The Consumer Role Post Stimulus

by | May 28, 2009

HCcostcutCartoonAfter the $36B+ has been spent on what is hoped is the digitization of the healthcare sector via adoption of EHRs, what will be the consumer role?  That was the question put to four speakers yesterday as part of the eHealth Initiative webcast that Chilmark Research participated in yesterday. Other speakers included: Phil Marshall of WebMD, Eva Powell of the National Partnership for Women & Families, and George Scriban of Microsoft.

With only 10 minutes allotted to each speaker, it is not like we had sufficient time to dive deeply into the issues, but simply to give some flavor as to what might be expected in the future, post-Stimulus.  Currently, the legislation as well as all discussion to date regarding the ARRA funding for EHR adoption has been eerily silent on what will all of this funding mean to the average consumer/tax-payer.  How will they directly benefit?  Will it be through lower costs and subsequently insurance premiums? Will it be through better quality of care? Might it be convenience?  Hard to say but one thing can be said at this point: Sadly, HHS, has spent very little effort in articulating the value proposition of the planned HIT Stimulus spending for the tax-payer.  If HHS is not careful, this may come back to haunt them and more broadly, the Obama Administration further down the road.

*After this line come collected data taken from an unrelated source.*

PR #284, opened 2020-12-18
fix: (TNLT-5493) Update dependencies for Xcode 12 - fix crash in icons

kamiranoff:
- https://nidigitalsolutions.jira.com/browse/TNLT-5493
- update dependencies for Xcode 12
- Fix crashes in icons.

I managed to make the ios app compile with Xcode 12 without removing `@react-native-community/art`. So I made a simplified [PR in IOS](https://github.com/newsuk/nuk-tnl-app-ios-universal/pull/2242).

In this PR I only migrated 3 icons from `@react-native-community/art` to `react-native-svg` (only the one that caused a crash).


packages/article-skeleton/__tests__/android/__snapshots__/inline-newsletter-puff.test.js.snap
```diff
@@ -1403,132 +1161,17 @@ exports[`Inline Newsletter Puff renders the success view after subscribing:  wid
...
-                      0,
-                      1,
-                      0,
-                      0,
-                    ]
-                  }
-                  opacity={1}
-                  originX={0}
-                  originY={0}
+                  fill={-16750951}
```
c-j-j, line 1166: We should check if the inline newsletter puff still works on android now that we've updated this library. We've previously seen the app crashing at runtime after updating these SVG libs.

kamiranoff: Happy new year :) 
do you know how I could test this?

c-j-j: Happy new year!

if you navigate to this article https://www.thetimes.co.uk/edition/news/wait-40-years-for-another-scottish-independence-vote-says-boris-johnson-kwb7njq99 - you'll see the red box puff after several paragraphs... it would be good to check it renders okay, and pressing subscribe to check it renders the confirmation too (FYI you can unsubscribe here https://home.thetimes.co.uk/myNews)

kamiranoff: Good catch @c-j-j! 
I have a crash on android. Not in the times component native where icons render fine, but in the native android app. I am investigating. 

Seems to be related to this issue: https://github.com/react-native-svg/react-native-svg/issues/1405

kamiranoff: @c-j-j it might be because android is built using the current version of `times-component-native` which doesn't have the updated version of `react-native-svg` Can I build android locally with this branch of `times-components-native`?

c-j-j: @kamiranoff  You can - the easiest way I can think of is to create a beta release from this branch. If you update the package.json version to something like `2.0.3-beta` - and run the circle CI task `run_tests/hold_release_beta` to deploy a beta version to JFrog.

You will will need to change this line to use `https://newsint.jfrog.io/newsint/times-components-android-artifacts-beta` :

https://github.com/newsuk/nuk-tnl-app-android-universal/blob/6b67580221e240800a4c241caab490d7fa8d5a9a/build.gradle#L50 

And change this line to pull the version `2.0.3-beta`:

https://github.com/newsuk/nuk-tnl-app-android-universal/blob/7f66b822f6c2a5aa59365c5fa89809ee7454522e/dependencies.gradle#L32

That hopefully should be everything you need. 

I'm not sure if this process is documented anywhere, but it probably should be!

kamiranoff: Awesome thanks. I ll give it a try

kamiranoff: Yep. Seems to have fixed the issue and it seems to me that Red Box is rendering correctly
Screenshot_1609774244
Screenshot_1609774255

I guess I can revert the version change now

c-j-j: Yes exactly - you can revert that version back. 

Good to see that is still working though 👍

c-j-j (approved):

gsm-dev-x-ldn (approved):

PR #285, opened 2021-01-05
chore: Remove ad variants

Geoff-Ford:
https://nidigitalsolutions.jira.com/browse/TNLT-6278

* Removed logic in variant testing related specifically to the article and section ads.
* Set default article ads to always use single MPU ads (this will become dynamic in the next ticket https://nidigitalsolutions.jira.com/browse/TNLT-5829).
* Set default section ads to always use leaderboards on portrait and billboards on landscape.
* Changed slotnames to something more meaningful (`native-single-mpu`, `native-double-mpu`, `native-section-ad`)
* Fixed tests


packages/article-skeleton/src/body-utils.js
```diff
@@ -82,14 +83,14 @@ export const setupInlineContent = (
...
-  articleMpu,
+const setupArticleMpuAd = (
   currentAdSlotIndex,
   contentWithoutAdSlot,
   skeletonProps,
 ) => {
-  const { adPosition, group, width, height, slotName } = articleMpu;
-  const isControlGroup = group === "A";
+  const adPosition = 5;
+  const slotName = "native-single-mpu";
```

Following is the slide presentation that Chilmark Research used yesterday where we gave our own views on the role the consumer will play post-stimulus.  Not exactly the most far-reaching of projections, simply too many variables at this early date.

[slideshare id=1497885&doc=ehimay09-090527161742-phpapp02]

During the Q&A, what struck me was the relative simplicity of the questions and to some extent the lack of in-depth knowledge on some of the critical consumer issues,  particularly with regards to PHRs.  Following is a set of questions that came through from one of the Blue Plans.  If they have these types of questions, quite sure many others do as well.

Ques: What types of metrics are available to track PHR usage?

Ans: Currently, there is no consistency on what metrics are tracked in a PHR.  Most often, metrics used are defined by the sponsor and may include accessing record, taking an action, responding to an alert, etc.  Ill-defined as market is still immature.

· Ques: What are the most used features in the PHR?

Ans: Depends on who is sponsoring the PHR. Employer/payer sponsored PHRs often have an HRA with incentives tied to it to encourage completion.  Increasingly, these PHRs have tie-ins to HSAs and pricing data to assist in purchasing decisions. Provider PHRs depend on level of transactional services provided. The most successful PHR today in North America is the one at Kaiser-Permanente and consumers use the following: Access Labs, Schedule Appointments, Request Rx Refills and have eConsults.  Consumer sponsored PHRs are minuscule part of market, less than 2% by our estimates.

· Ques: What percentage of today’s PHRs are pre-populated with data?

Ans: Data comes in many forms, claims, PBM, clinical, admin, images, labs, etc. Most sponsored PHRs have some pre-populated data. Thus Chilmark’s guess is ~90% but warning, amount & type of data is HIGHLY variable.